Source data:
PR #2854, opened 2025-03-18
chore: rename some app config properties; add deprecation migration system

jfmcquade:
PR Checklist

## Description

- Renames some app config properties for consistency. After merge, the new names should be used going forward.
  - `APP_FOOTER_DEFAULTS.templateName` -> `APP_FOOTER_DEFAULTS.template`
  - `APP_HEADER_DEFAULTS.colour` -> `APP_HEADER_DEFAULTS.background`
- Introduces a way to handle renaming app config properties such as these in such a way as to continue to support deprecated names

There should be no functional changes. 

## Testing

Test all templates within [feature_app_layout](https://docs.google.com/spreadsheets/d/1Z46gTluTPeffqpiAZMapYo0imm59GU03j0sW9UChvPM/edit?gid=3937162#gid=3937162), e.g. [feat_app_layout_custom_footer](https://docs.google.com/spreadsheets/d/1Z46gTluTPeffqpiAZMapYo0imm59GU03j0sW9UChvPM/edit?gid=569531329#gid=569531329), to ensure header and footer overrides are still functioning as expected.

## Git Issues

Closes #

## Screenshots/Videos

Highlighting of deprecated properties in deployment config (`debug` deployment):

Screenshot 2025-03-18 at 15 14 25

### DIFF
--- a/packages/data-models/appConfig.ts
+++ b/packages/data-models/appConfig.ts
@@ -233,7 +233,12 @@ const APP_CONFIG = {
 };
 
 /**
- * Deprecation migrations to support renamed propertiesfor backwards compatibility
+ * List of deprecated app_config properties
+ * These will be replaced at runtime if applied as config overrides
+ *
+ * Mappings should be maintained until methods exist in the parser to ensure authored
+ * configurations are valid. This will require updates to check for template-level
+ * config overrides (deployment and skin configs are otherwise type-checked)
  */
 const DEPRECATION_RULES = {
   APP_FOOTER_DEFAULTS: {
@@ -250,9 +255,7 @@ const DEPRECATION_RULES = {
   },
 };
 
-/**
- * Applies deprecation migrations to the app config, converting deprecated properties to their new equivalents
- */
+/** Convert any deprecated properties to their new equivalents */
 export function applyAppConfigDeprecations(config: RecursivePartial<IAppConfig>) {
   Object.entries(DEPRECATION_RULES).forEach(([configSection, rules]) => {
     const sourceSection = config[configSection];
--- a/packages/data-models/appConfig.ts
+++ b/packages/data-models/appConfig.ts
@@ -84,7 +84,7 @@ export type IHeaderFooterBackgroundOptions = "primary" | "secondary" | "none";
 /** The "compact" variant reduces the header height and removes the title */
 export type IHeaderVariantOptions = "default" | "compact";
 
-interface IAppConfigHeaderBase {
+interface IAppConfigHeader {
   back_button: {
     hidden?: boolean;
   };
@@ -97,10 +97,6 @@ interface IAppConfigHeaderBase {
   template: string | null;
   title: string;
   variant: IHeaderVariantOptions;
-}
-
-/** Include deprecated properties for backwards compatibility */
-interface IAppConfigHeader extends IAppConfigHeaderBase {
   /** @deprecated, use "background" instead */
   colour?: IHeaderFooterBackgroundOptions;
 }
@@ -125,13 +121,9 @@ const activeRoute = (location: Location) => {
   return path;
 };
 
-interface IAppConfigFooterBase {
+interface IAppConfigFooter {
   background: IHeaderFooterBackgroundOptions;
   template: string | null;
-}
-
-/** Include deprecated properties for backwards compatibility */
-interface IAppConfigFooter extends IAppConfigFooterBase {
   /** @deprecated, use "background" instead */
   templateName?: string | null;
 }
--- a/packages/data-models/appConfig.ts
+++ b/packages/data-models/appConfig.ts
@@ -97,7 +97,7 @@ interface IAppConfigHeader {
   template: string | null;
   title: string;
   variant: IHeaderVariantOptions;
-  /** @deprecated, use "background" instead */
+  /** @deprecated use "background" instead */
   colour?: IHeaderFooterBackgroundOptions;
 }
 
@@ -124,7 +124,7 @@ const activeRoute = (location: Location) => {
 interface IAppConfigFooter {
   background: IHeaderFooterBackgroundOptions;
   template: string | null;
-  /** @deprecated, use "template" instead */
+  /** @deprecated use "template" instead */
   templateName?: string | null;
 }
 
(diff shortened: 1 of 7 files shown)


chrismclarke (changes requested):
Thanks for tidying these up

The name changes look good to me, I also like how you have retained the original properties and marked as deprecated to provide backwards compatibility.

The migration method is also really nice to have, although I think it would be better if we can move it to the scripts so that it is run just once when deployment is compiled instead of at runtime.

The deployment compilation system is a little bit messy/confusing, but I think could likely try to add the `applyAppConfigDeprecations` method to `packages\scripts\src\commands\deployment\compile.ts` just before cleaning the config via
```ts
// remove empty placeholders populated by override config
  converted.app_config = cleanEmptyObject(converted.app_config);
```

packages/data-models/appConfig.ts
```diff
@@ -119,9 +125,20 @@ const activeRoute = (location: Location) => {
   return path;
 };
 
-const APP_FOOTER_DEFAULTS = {
-  templateName: null as string | null,
-  background: "primary" as IHeaderFooterBackgroundOptions,
+interface IAppConfigFooterBase {
```
chrismclarke, line 128: nit(non-blocking): I'm not sure if we really need to keep two type definitions for base and extending with deprecated. I think you can probably just define a single config interface that includes the marked deprecations - I think probably a bit easier to mentally parse if everything is in one place

packages/data-models/appConfig.ts
```diff
@@ -223,6 +240,44 @@ const APP_CONFIG = {
   TASKS,
 };
 
+/**
+ * Deprecation migrations to support renamed propertiesfor backwards compatibility
+ */
+const DEPRECATION_RULES = {
```
chrismclarke, line 246: nit(non-blocking): really nice to have the set of rules and clear authoring messages. I think there might be some minor issue if we need to change entirely either a root property name (e.g. `APP_FOOTER_DEFAULTS -> FOOTER`) or if we had more deeply nested structures. 

I'm guessing the solution would be flattening the entire config and deprecations so that you could define
```ts
{
  "APP_FOOTER_DEFAULTS.templateName":{
    newProperty: "APP_FOOTER_DEFAULTS.template"  
  }
}
```
however I'm also happy to just deal with this when the need arises

jfmcquade:
Thanks for the review @chrismclarke 
 
> The migration method is also really nice to have, although I think it would be better if we can move it to the scripts so that it is run just once when deployment is compiled instead of at runtime.

The motivation for applying the migrations at runtime is that they then apply to any config overrides applied at runtime – i.e. overrides from the skin and template levels as well as the deployment level. If we move the logic to the deployment compilation step, then this will be a breaking change that will require updating any skins/templates that override these properties, e.g. the template-level app config overrides in the [feature_app_layout](https://docs.google.com/spreadsheets/d/1Z46gTluTPeffqpiAZMapYo0imm59GU03j0sW9UChvPM/edit?gid=3937162#gid=3937162) debug examples, and any cases in production deployments. 

I'm not sure which I'd prefer: it would be nice to not introduce breaking changes (which would be the case every time we introduced any more such migrations in the future), but it is also suboptimal to run these migrations every time the app config is updated at runtime. Let me know what you think, I'm happy to move the logic if we think that's better on balance.

chrismclarke:
> The motivation for applying the migrations at runtime is that they then apply to any config overrides applied at runtime – i.e. overrides from the skin and template levels as well as the deployment level. If we move the logic to the deployment compilation step, then this will be a breaking change that will require updating any skins/templates that override these properties, e.g. the template-level app config overrides in the [feature_app_layout](https://docs.google.com/spreadsheets/d/1Z46gTluTPeffqpiAZMapYo0imm59GU03j0sW9UChvPM/edit?gid=3937162#gid=3937162) debug examples, and any cases in production deployments.
> 
> I'm not sure which I'd prefer: it would be nice to not introduce breaking changes (which would be the case every time we introduced any more such migrations in the future), but it is also suboptimal to run these migrations every time the app config is updated at runtime. Let me know what you think, I'm happy to move the logic if we think that's better on balance.

Ah okay, that makes a lot of sense, forgot about the template-level override system. I've added an extra comment to the code to make more explicit in e2005b4

If we wanted to provide a more balanced solution right now, likely it would be to only check for deprecation mappings when applying a template-level override (we track the override `source` level so that would be fine to do), and rely on type-checking the build to manage deployment and skin level. However I don't think any of these operations are too costly to do at runtime so probably not worth the semi-optimisation work.

I think instead it would be better to create a follow-up issue that can pick up potential config errors from template overrides, so that we can at least eventually remove deprecations and be confident that build will fail instead of invalid config making its way into runtime. At that point we can also hopefully move all overriding to parser-level.

chrismclarke (approved):

packages/data-models/appConfig.ts
```diff
@@ -119,9 +121,16 @@ const activeRoute = (location: Location) => {
   return path;
 };
 
-const APP_FOOTER_DEFAULTS = {
-  templateName: null as string | null,
-  background: "primary" as IHeaderFooterBackgroundOptions,
+interface IAppConfigFooter {
+  background: IHeaderFooterBackgroundOptions;
+  template: string | null;
+  /** @deprecated, use "background" instead */
```
esmeetewinkel, line 127:
```suggestion
  /** "templateName" is @deprecated, use "template" instead */
```

packages/data-models/appConfig.ts
```diff
@@ -88,21 +88,23 @@ interface IAppConfigHeader {
...
   collapse: boolean;
-  colour: IHeaderFooterBackgroundOptions;
   hidden?: boolean;
   menu_button: {
     hidden?: boolean;
   };
   template: string | null;
   title: string;
   variant: IHeaderVariantOptions;
+  /** @deprecated, use "background" instead */
```
esmeetewinkel, line 100:
```suggestion
  /** "colour" is @deprecated, use "background" instead */
```

esmeetewinkel (approved):
Functional test passed, deprecated properties are still working. 

Can confirm seeing console log warnings when using deprecated properties
image

I can also see the deprecated properties being crossed out in the config, although I don't find the definition reference too insightful: why does it tell me about `background` when I'm looking at something to do with the deprecation `template`/`templateName`? Also it's not super clear which line (i.e. property) the comment relates to.

image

Problem details: Throughout the material above, report each line holding the word "probably".

Answer section:
chrismclarke, line 128: nit(non-blocking): I'm not sure if we really need to keep two type definitions for base and extending with deprecated. I think you can probably just define a single config interface that includes the marked deprecations - I think probably a bit easier to mentally parse if everything is in one place
If we wanted to provide a more balanced solution right now, likely it would be to only check for deprecation mappings when applying a template-level override (we track the override `source` level so that would be fine to do), and rely on type-checking the build to manage deployment and skin level. However I don't think any of these operations are too costly to do at runtime so probably not worth the semi-optimisation work.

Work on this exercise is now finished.